EDIT: I have some experience but not a lot. I know how to solder, but I'm not very good at it (yet ).


----------



## 95Viper (Feb 12, 2010)

Solder sucker...really called that? Yes.  Or real name is Vacuum Desoldering Tool.

It is out of stock at radio shack, but they probably have them at the local store or some other retailer will have them.

It works.  Get the solder flowing and suck!

Or, if you are going to do 140 cards, you might want something like these.


----------



## Frick (Feb 12, 2010)

I have one of those too.. But mine is pretty huge, so I'm not sure it'll work. Will try though! 

Oh, and I actually have a station. It was like $30 though, so it's not very good. I can choose temps though, ranging from yellow to red. That's right, there's no indication how warm it actually gets.
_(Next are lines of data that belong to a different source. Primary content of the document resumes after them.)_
PR #876, opened 2021-01-26
stack: Introduce the Param trait

olix0r:
When configuring a stack module, we are usually generic over the target
type, yet we need static assurances about the target's ability to
produce configuration values. Our current approach is to use awkward
type constraints like:

    for<'t> &'t T: Into<Config>

which is invoked as:

    (&target).into()

This is cumbersome and doesn't clearly express intent, especially in
implementations.

This change formalizes this pattern under a dedicated trait,
`stack::Param`. Stack modules are updated to express constraints like:

    T: Param<Config>

and is invoked as:

    target.param()

This change includes one minor change in functionality: the identity
client's TLS configuration is now obtained the module's `LocalCrtKey`
instead of its `TrustAnchors`. When using `TrustAnchors`, the client
would never initiate a client-authentcated mTLS session to the identity
service. When using the `LocalCrtKey`, the local identity may be used to
establish mTLS sessions when refreshing existing certificates.


linkerd/stack/src/lib.rs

It is annoying, but it works for now.


----------



## Arrakis9 (Feb 12, 2010)

the best way i've found to desolder stuff is to heat the leg (not the solder) of the item your trying to get out, then when its warmed up very lightly move down to the solder keeping your soldering pump in hand, once it melts immediately put your pump on the solder and suck it up, if you buy a quality soldering pump you dont even need to worry about the tip melting even with direct contact to the iorn.

this is the pump that i use to re-tin laptop jacks at work the tip of it doesn't melt even with direct contact


----------



## Sasqui (Feb 12, 2010)

You're absolutely right by practicing on junk.  I was going to hard mod my old 9800 and practiced removing those tiny capacitors (the ones about the size of a pinhead).  Took quite a few experiments to get the right technique, thanks to some old dell motherboards and HDD PCB's I scrounged up.

The clamp stations help too - sometimes you need 3 or 4 hands at a time, not to mention a good pair of magnifying glasses.


----------



## Arrakis9 (Feb 12, 2010)

Sasqui said:


> You're absolutely right by practicing on junk.  I was going to hard mod my old 9800 and practiced removing those tiny capacitors (the ones about the size of a pinhead).  Took quite a few experiments to get the right technique, thanks to some old dell motherboards and HDD PCB's I scrounged up.
> 
> The clamp stations help too - sometimes you need 3 or 4 hands at a time, not to mention a good pair of magnifying glasses.



or a friend that isnt afraid of iorns


----------



## Sasqui (Feb 12, 2010)

Arrakis+9 said:


> or a friend that isnt afraid of iorns



Hell I know some chicks that are into that sort of thing


----------



## Frick (Feb 12, 2010)

"Honey, why don't you slip into something ... more comfortable."






That would actually be kinda hot.


----------



## H82LUZ73 (Feb 12, 2010)

Frick said:


> "Honey, why don't you slip into something ... more comfortable."
> 
> http://us-forge.com/images/Assorted usf images for Web/helmet hammer and gloves.JPG
> 
> That would actually be kinda hot.



Flashdance......


----------



## imperialreign (Feb 12, 2010)

Some further suggestions:  TBH, desoldering components on PCBs can be a PITA - too little heat from the gun/iron, and it won't liquify the solder (but could torch components) . . . too much heat, and you could potentially damage the board.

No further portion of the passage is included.